Tuesday, November 01, 2005

Which are the magical languages ?

Other Engineers are bad analogies for Software Engineers. This is well known to all programmers who have sat through some Computer Science, and is a cliché to build masters. We are probably bad analogies for them as well, and I wonder what The Engineers heard about us ? Hopefully some of it was good.

They are far more scientific than us, closer to the true knowledge that Science is really about disproving hypthoses. When they build something they take a good bash at testing it. These were the kids who took watches apart to make sure they worked. So the ones that don't blow up tend to work well.

I took a few watches apart, and put them back together, but I never could tell them how to do the ticking stuff, with the spring, and the winding, and the arrow, and it was all too much for me. But they wouldn't listen: too busy not ticking.

And years later I told a machine to

10 PRINT "Hello"
20 END

And the machines said "Hello" to me.

Unfortunately they spoke COBOL on a VAX 11750, so it was far more work to do very little than it should've been, albeit I had little enough to be saying then. And when our programs got big enough to have something to do, then the machine couldn't handle them all at the same time, so we left the machine reading them overnight. The next year we got a 386, network cards and Microsoft Unix, and we could write in the day time.

The struggle since then has been in trying to speechify about semantics, when all the machines could help with was sticking to a syntax.

Considering the ever-yawning gap between semantics and syntax you'd nearly think they were boring ! And you'd never guess that Python is closer to Parcel Tongue than to the Parrot Sketch. Because Parcel Tongue is a magical language, but the Parrot Sketch is funny.

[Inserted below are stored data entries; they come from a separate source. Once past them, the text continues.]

PR #1002, opened 2022-12-29
Fix regression on calculating window score

guigot:
# Description

#986 (fe42fd0c0b6137823541510b3e118a52b28c673b) seems to introduce a small regression about calculating score window : for the class window, res_class and res_name was used and for the title window, name and legacy_name. Now, only res_class and legacy_name are used. This PR reintroduce the old behaviour.

## Type of change

# Checklist:

### DIFF
--- a/leftwm/src/config.rs
+++ b/leftwm/src/config.rs
@@ -106,8 +106,6 @@ impl WindowHook {
         let class_score = self.window_class.as_ref().map_or(0, |re| {
             u8::from(matches_any(re, vec![&window.res_class, &window.res_name]))
         });
-            _ => 0,
-        };
 
         let title_score = self.window_title.as_ref().map_or(0, |re| {
             u8::from(matches_any(re, vec![&window.legacy_name, &window.name]))
--- a/leftwm/src/config.rs
+++ b/leftwm/src/config.rs
@@ -97,13 +97,21 @@ impl WindowHook {
     /// Multiple [`WindowHook`]s might match a `WM_CLASS` but we want the most
     /// specific one to apply: matches by title are scored greater than by `WM_CLASS`.
     fn score_window(&self, window: &Window) -> u8 {
-        let class_score = match (&self.window_class, &window.res_class) {
-            (Some(wc_re), Some(res_class)) => u8::from(wc_re.replace(res_class, "") == ""),
+        let class_score = match (&self.window_class, &window.res_class, &window.res_name) {
+            (Some(wc_re), Some(res_class), Some(res_name)) => {
+                u8::from(wc_re.replace(res_class, "") == "" || wc_re.replace(res_name, "") == "")
+            }
+            (Some(wc_re), Some(res_class), _) => u8::from(wc_re.replace(res_class, "") == ""),
+            (Some(wc_re), _, Some(res_name)) => u8::from(wc_re.replace(res_name, "") == ""),
             _ => 0,
         };
 
-        let title_score = match (&self.window_title, &window.legacy_name) {
-            (Some(wt_re), Some(legacy_name)) => u8::from(wt_re.replace(legacy_name, "") == ""),
+        let title_score = match (&self.window_title, &window.legacy_name, &window.name) {
+            (Some(wt_re), Some(legacy_name), Some(name)) => {
+                u8::from(wt_re.replace(legacy_name, "") == "" || wt_re.replace(name, "") == "")
+            }
+            (Some(wt_re), Some(legacy_name), _) => u8::from(wt_re.replace(legacy_name, "") == ""),
+            (Some(wt_re), _, Some(name)) => u8::from(wt_re.replace(name, "") == ""),
             _ => 0,
         };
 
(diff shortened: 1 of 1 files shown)


hertg (approved):

leftwm/src/config.rs
```diff
@@ -97,13 +97,17 @@ impl WindowHook {
     /// Multiple [`WindowHook`]s might match a `WM_CLASS` but we want the most
     /// specific one to apply: matches by title are scored greater than by `WM_CLASS`.
     fn score_window(&self, window: &Window) -> u8 {
-        let class_score = match (&self.window_class, &window.res_class) {
-            (Some(wc_re), Some(res_class)) => u8::from(wc_re.replace(res_class, "") == ""),
+        let class_score = match (&self.window_class, &window.res_class, &window.res_name) {
+            (Some(wc_re), Some(res_class), Some(res_name)) => {
```
hertg, line 101: Without me knowing any better; Can we assume that `window.res_class` and `window.res_name` are always both present? Because if one of them doesn't, this match arm is not reached. This might potentially fix the regression but introduce another.

leftwm/src/config.rs
```diff
@@ -97,13 +97,17 @@ impl WindowHook {
...
+                u8::from(wc_re.replace(res_class, "") == "" || wc_re.replace(res_name, "") == "")
+            }
             _ => 0,
         };
 
-        let title_score = match (&self.window_title, &window.legacy_name) {
-            (Some(wt_re), Some(legacy_name)) => u8::from(wt_re.replace(legacy_name, "") == ""),
+        let title_score = match (&self.window_title, &window.legacy_name, &window.name) {
+            (Some(wt_re), Some(legacy_name), Some(name)) => {
```
hertg, line 108: Same as above

hertg (changes requested):

leftwm/src/config.rs
```diff
@@ -97,13 +97,21 @@ impl WindowHook {
...
     /// specific one to apply: matches by title are scored greater than by `WM_CLASS`.
     fn score_window(&self, window: &Window) -> u8 {
-        let class_score = match (&self.window_class, &window.res_class) {
-            (Some(wc_re), Some(res_class)) => u8::from(wc_re.replace(res_class, "") == ""),
+        let class_score = match (&self.window_class, &window.res_class, &window.res_name) {
+            (Some(wc_re), Some(res_class), Some(res_name)) => {
+                u8::from(wc_re.replace(res_class, "") == "" || wc_re.replace(res_name, "") == "")
+            }
+            (Some(wc_re), Some(res_class), _) => u8::from(wc_re.replace(res_class, "") == ""),
+            (Some(wc_re), _, Some(res_name)) => u8::from(wc_re.replace(res_name, "") == ""),
```
hertg, line 105:
```suggestion
        // returns true if any of the items in the provided `Vec<&Option<String>>` is Some and matches the `&Regex`
        let matches_any = |re: &Regex, strs: Vec<&Option<String>>| {
            strs.iter()
                .any(|str| str.as_ref().map_or(false, |s| re.replace(s, "") == ""))
        };

        let class_score = self.window_class.as_ref().map_or(0, |re| {
            u8::from(matches_any(re, vec![&window.res_class, &window.res_name]))
        });
```

leftwm/src/config.rs
hertg: Your updated code should work, the only downside is that there is some duplicate code and that the syntax is a bit hard to understand at a glance. But the syntax was hard to understand to begin with IMO. I will give you a suggestion on how I'd refactor the method, but there really is no right or wrong and it mostly comes down to personal preference.

leftwm/src/config.rs
```diff
@@ -97,13 +97,21 @@ impl WindowHook {
...
-        let title_score = match (&self.window_title, &window.legacy_name) {
-            (Some(wt_re), Some(legacy_name)) => u8::from(wt_re.replace(legacy_name, "") == ""),
+        let title_score = match (&self.window_title, &window.legacy_name, &window.name) {
+            (Some(wt_re), Some(legacy_name), Some(name)) => {
+                u8::from(wt_re.replace(legacy_name, "") == "" || wt_re.replace(name, "") == "")
+            }
+            (Some(wt_re), Some(legacy_name), _) => u8::from(wt_re.replace(legacy_name, "") == ""),
+            (Some(wt_re), _, Some(name)) => u8::from(wt_re.replace(name, "") == ""),
             _ => 0,
         };
```
hertg, line 116:
```suggestion
        let title_score = self.window_title.as_ref().map_or(0, |re| {
            u8::from(matches_any(re, vec![&window.legacy_name, &window.name]))
        });
```

hertg (changes requested):

hertg (approved):
@guigot I took the liberty and committed my syntax proposal to your branch. Let me know what you think and feel free to suggest another approach.

Would be great if you could confirm the code working on your machine. I will merge the PR after I get your ok.

guigot:
Your code is far more elegant than mine and works fine locally so let's go.

PR #540, opened 2019-10-08
feat: support for reconstructed CIDs of refs-local

AuHau:
Related to https://github.com/ipfs/js-ipfs/issues/2415


SPEC/REPO.md
```diff
@@ -20,7 +20,7 @@ Where:
 - `err` is an Error if the whole GC operation was not successful.
 - `res` is an array of objects that contains the following properties
   - `err` is an Error if it was not possible to GC a particular block.
-  - `cid` is the [CID][cid] of the block that was Garbage Collected.
+  - `multihash` is the [multihashes][multihashes] of the block that was Garbage Collected.
```
achingbrain: If the text in the square brackets is the same as the shortcut in the footer, I think this can just be `[multihashes][]`

AuHau: Oh did not know that! That is neat! Thanks for the heads up!

PR #550, opened 2019-10-31
docs: clarify MFS cp/mv from IPFS path

alanshaw:
Copying or moving from an IPFS path does _not_ recursively retrieve all contents from the network if not in your node's repo - it only retrieves the root node.


achingbrain:
Maybe resolving the entire graph on `cp`/`mv` is something we could add as an option to `ipfsx`?

PR #553, opened 2019-11-05
feat: test ipns resolve of peerid as cid

lidel:
This PR adds IPFS test for resolving paths with libp2p-key represented as CIDv1 Base32.

Context:
- https://github.com/libp2p/specs/blob/master/RFC/0001-text-peerid-cid.md
- https://github.com/ipfs/js-ipfs/pull/2566

cc https://github.com/libp2p/specs/issues/216, https://github.com/ipfs/ipfs/issues/337

### DIFF
--- a/src/name/resolve.js
+++ b/src/name/resolve.js
@@ -5,6 +5,7 @@
 const { spawnNodeWithId } = require('../utils/spawn')
 const { getDescribe, getIt, expect } = require('../utils/mocha')
 const delay = require('../utils/delay')
+const CID = require('cids')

Actually - I was wondering why all the Python IDEs and tools preferred snake logos to Terry Gilliam's toons. I think I just figured it out.

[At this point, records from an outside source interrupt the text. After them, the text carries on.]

PR #554, opened 2019-11-08
test: add human readable repo stats test

PedroMiguelSS:
Add human-readable repo stats test.

### DIFF
--- a/src/repo/stat.js
+++ b/src/repo/stat.js
@@ -1,7 +1,7 @@
 /* eslint-env mocha */
 'use strict'
 
-const { expectIsRepo } = require('../stats/utils')
+const { expectIsRepo, expectIsRepoHumanized } = require('../stats/utils')
 const { getDescribe, getIt, expect } = require('../utils/mocha')
 
 module.exports = (createCommon, options) => {
@@ -40,6 +40,12 @@ module.exports = (createCommon, options) => {
       return ipfs.repo.stat().then((res) => {
         expectIsRepo(null, res)
       })
+    })
+
+    it('should get human readable repo stats', async () => {
+      const res = await ipfs.repo.stat({ human: true })
+
+      expectIsRepoHumanized(null, res)
     })
   })
 }
--- a/src/repo/stat.js
+++ b/src/repo/stat.js
@@ -1,7 +1,7 @@
 /* eslint-env mocha */
 'use strict'
 
-const { expectIsRepo, expectIsRepoHumanized } = require('../stats/utils')
+const { expectIsRepo } = require('../stats/utils')
 const { getDescribe, getIt, expect } = require('../utils/mocha')
 
 module.exports = (createCommon, options) => {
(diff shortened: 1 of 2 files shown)


src/repo/stat.js
```diff
@@ -41,5 +41,11 @@ module.exports = (createCommon, options) => {
         expectIsRepo(null, res)
       })
     })
+
+    it('should get human readable repo stats', async () => {
+      const res = await ipfs.repo.stat({ human: true })
+
+      expectIsRepoHumanized(null, res)
```
alanshaw: Please move these assertions into this test. The function is not being reused so there's no need for it to be extracted.

src/stats/utils.js
```diff
@@ -57,3 +57,18 @@ exports.expectIsRepo = (err, res) => {
...
+exports.expectIsRepoHumanized = (err, res) => {
+  expect(err).to.not.exist()
+  expect(res).to.exist()
+  expect(res).to.have.a.property('numObjects')
+  expect(res).to.have.a.property('repoSize')
+  expect(res).to.have.a.property('repoPath')
+  expect(res).to.have.a.property('version')
+  expect(res).to.have.a.property('storageMax')
+  expect(res.numObjects).to.be.a('number')
+  expect(res.repoSize).to.eql('30.1 kB')
```
alanshaw: This is a brittle assertion - it may work for now, but it could easily change in the future (the default assets in a repo could be updated for example) causing this test to fail.

We should instead assert that this value is in the format expected since an actual value is almost impossible to test for without mocking.

PedroMiguelSS: Got it. I'll use a regex to test the expected format.

PedroMiguelSS:
Can I get a second review here, please? @alanshaw @hugomrdias

src/repo/stat.js
```diff
@@ -41,5 +41,21 @@ module.exports = (createCommon, options) => {
...
+
+      expect(res).to.exist()
+      expect(res).to.have.a.property('numObjects')
+      expect(res).to.have.a.property('repoSize')
+      expect(res).to.have.a.property('repoPath')
+      expect(res).to.have.a.property('version')
+      expect(res).to.have.a.property('storageMax')
+      expect(res.numObjects).to.be.a('number')
+      expect(res.repoSize).to.match(/\s.?B$/gm)
+      expect(res.storageMax).to.match(/\s.?B$/gm)
```
alanshaw: `/\s.?B$/gm` - hmm that doesn't look right to me.

Screenshot 2019-11-18 at 15 32 19

Are the `gm` modifiers needed? Does the test pass? If not, please ensure the test passes locally before reuesting a review. If you need any help linking and running only this test then ping me on IRC.

PedroMiguelSS: Yap, sorry, the modifiers are not needed. Furthermore, I'll update the expression, I'll make it more specific.
I wouldn't have asked for a second review if the test was not passing locally. You can see it passing here:
image


This is the `res` object

```js
{
   ...
   repoSize: '30.1 KB'
   storageMax: '9.01 PB'
}
```

My regex was matching: 
image
and
image

What do you think about this regex? Does this one seem better? It would match the whole string instead of just the units.
`/^[\d]+(\.[\d]+)?\s[KMGTP]?B$/`

Considering the `res` object (mentioned above), this new regex will match:
image
and
image

alanshaw:
This can be closed now right @PedroMiguelSS?

PedroMiguelSS:
Closed in favor of https://github.com/ipfs/js-ipfs/pull/2630.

A magical language is used to construct the future, to create in the world through the power of the word. That's also what programming languages do, except our props aren't so good: wizards work with Flying Circuses, hackers got 1 and 0.

And so the meanings hacked into hardware so far have tended from the mathematical. Maths has always been fun but 'tis a wee elbow in the ribs to find out it is magical too. The magical languages allow us to place meanings into the world, where no one can hear them. Maths itself can be too liberal for daily use, so we structured our syntactical scaffolds to support several semantics. (Hey, you only have to read that once, I have to write like that all day, that one is nearly funny:)

A side-effect of being magical, is that it is obvious the language's meanings do not reside in its symbols. In expressing the meaning the first cast offs are the symbols, as they don't fit easily onto the tape of a Turing machine. So they are all inter-transalatable, and the reason for using one, over another, is how well it allows one to leave meaning in the world. This is the fitness that survives - programming languages do well when they are more easily used than last year's language. They are born into credulous culture, so once a better one is found it tends to take over the world until the next one, each used to make more meanings than the last. We don't really program better than we used to, but we sure do Moore of it. We are runing up the hill to fill an exponentiating bucket.

OTOH a mythical language is first used to cry, then scream, shout and smile oneself into others' larders, and hearts. Its meanings resonate on the strings between us, leaving as much mark on the real world as a note on a guitar - they leave Joe Strummer's fingers, and my ear re-creates a new version, with a remix due soon.


Notes:

Mythical Languages are more commonly called "natural languages", I use "mythical" because (a)resonance (b)they are used to create myths (unlike the magical languages).

Tonight's soundtrack was supplied by Alabama 3, but it is not quite loud enough, becuase I haven't re-generated the aural nerves since the concert in Vicar St on Sunday night. The best gig I have ever been to.